[Data excerpts]
PR #2926, opened 2021-09-10
Add device to ToTensor

### LINKED ISSUE #2925: ToTensor Device
Currently when converting from other formats that can reside on gpu like cupy to torch tensor, using `ToTensor`, it will create the tensor on the cpu, and then it should be sent to gpu using `ToDevice`. This will create unnecessary between cpu and gpu and reduce the performance. A solution to that is to have `ToTensor` accept device parameter and directly create the tensor on that machine, and in this case on gpu.

drbeh:
Fixes #2925

### Description
Add device to `ToTensor`.

### Status
**Ready**

### Types of changes

### DIFF
--- a/monai/utils/type_conversion.py
+++ b/monai/utils/type_conversion.py
@@ -83,7 +83,7 @@ def get_dtype(data: Any):
     return type(data)
 
 
-def convert_to_tensor(data, wrap_sequence: bool = False):
+def convert_to_tensor(data, wrap_sequence: bool = False, device: Optional[torch.device] = None):
     """
     Utility to convert the input data to a PyTorch Tensor. If passing a dictionary, list or tuple,
     recursively check every item and convert it to PyTorch Tensor.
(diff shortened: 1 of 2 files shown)


monai/utils/type_conversion.py
```diff
@@ -97,26 +97,29 @@ def convert_to_tensor(data, wrap_sequence: bool = False):
 
     """
     if isinstance(data, torch.Tensor):
-        return data.contiguous()
+        if device is None:
```
Nic-Ma, line 100: I think maybe no need to check `None`, `to()` can support None:
https://github.com/pytorch/ignite/blob/master/ignite/utils.py#L28
@wyli What do you think?

Thanks.

wyli (commented):
thanks, it looks good to me, a minor issue is that it introduces a style warning https://deepsource.io/gh/Project-MONAI/MONAI/run/9269f947-5bda-4b35-80ec-35af55955a22/python/PYL-R1705

monai/utils/type_conversion.py
```diff
@@ -83,7 +83,7 @@ def get_dtype(data: Any):
     return type(data)
 
 
-def convert_to_tensor(data, wrap_sequence: bool = False):
+def convert_to_tensor(data, wrap_sequence: bool = False, device: Optional[torch.device] = None):
```
Nic-Ma, line 86: Hi @wyli ,

I am not sure we only support `device` arg or `kwargs` for `torch.to()` or `torch.as_tensor()` here?
What do you think?

Thanks.

monai/utils/type_conversion.py
drbeh: Thanks, fixed.

monai/utils/type_conversion.py
wyli: Right, 'to' supports some detailed options, 'as_tensor' doesn't support many, perhaps we can enhance it further in another PR if needed.

wyli: Don't understand this integration error, I'll rerun the test https://github.com/Project-MONAI/MONAI/runs/3569135774

wyli (approved):
Integration tests work fine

▶ _What the task requires_
Please copy the data in full, character for character.

▶ _Written response_
PR #2926, opened 2021-09-10
Add device to ToTensor

### LINKED ISSUE #2925: ToTensor Device
Currently when converting from other formats that can reside on gpu like cupy to torch tensor, using `ToTensor`, it will create the tensor on the cpu, and then it should be sent to gpu using `ToDevice`. This will create unnecessary between cpu and gpu and reduce the performance. A solution to that is to have `ToTensor` accept device parameter and directly create the tensor on that machine, and in this case on gpu.

drbeh:
Fixes #2925

### Description
Add device to `ToTensor`.

### Status
**Ready**

### Types of changes

### DIFF
--- a/monai/utils/type_conversion.py
+++ b/monai/utils/type_conversion.py
@@ -83,7 +83,7 @@ def get_dtype(data: Any):
     return type(data)
 
 
-def convert_to_tensor(data, wrap_sequence: bool = False):
+def convert_to_tensor(data, wrap_sequence: bool = False, device: Optional[torch.device] = None):
     """
     Utility to convert the input data to a PyTorch Tensor. If passing a dictionary, list or tuple,
     recursively check every item and convert it to PyTorch Tensor.
(diff shortened: 1 of 2 files shown)


monai/utils/type_conversion.py
```diff
@@ -97,26 +97,29 @@ def convert_to_tensor(data, wrap_sequence: bool = False):
 
     """
     if isinstance(data, torch.Tensor):
-        return data.contiguous()
+        if device is None:
```
Nic-Ma, line 100: I think maybe no need to check `None`, `to()` can support None:
https://github.com/pytorch/ignite/blob/master/ignite/utils.py#L28
@wyli What do you think?

Thanks.

wyli (commented):
thanks, it looks good to me, a minor issue is that it introduces a style warning https://deepsource.io/gh/Project-MONAI/MONAI/run/9269f947-5bda-4b35-80ec-35af55955a22/python/PYL-R1705

monai/utils/type_conversion.py
```diff
@@ -83,7 +83,7 @@ def get_dtype(data: Any):
     return type(data)
 
 
-def convert_to_tensor(data, wrap_sequence: bool = False):
+def convert_to_tensor(data, wrap_sequence: bool = False, device: Optional[torch.device] = None):
```
Nic-Ma, line 86: Hi @wyli ,

I am not sure we only support `device` arg or `kwargs` for `torch.to()` or `torch.as_tensor()` here?
What do you think?

Thanks.

monai/utils/type_conversion.py
drbeh: Thanks, fixed.

monai/utils/type_conversion.py
wyli: Right, 'to' supports some detailed options, 'as_tensor' doesn't support many, perhaps we can enhance it further in another PR if needed.

wyli: Don't understand this integration error, I'll rerun the test https://github.com/Project-MONAI/MONAI/runs/3569135774

wyli (approved):
Integration tests work fine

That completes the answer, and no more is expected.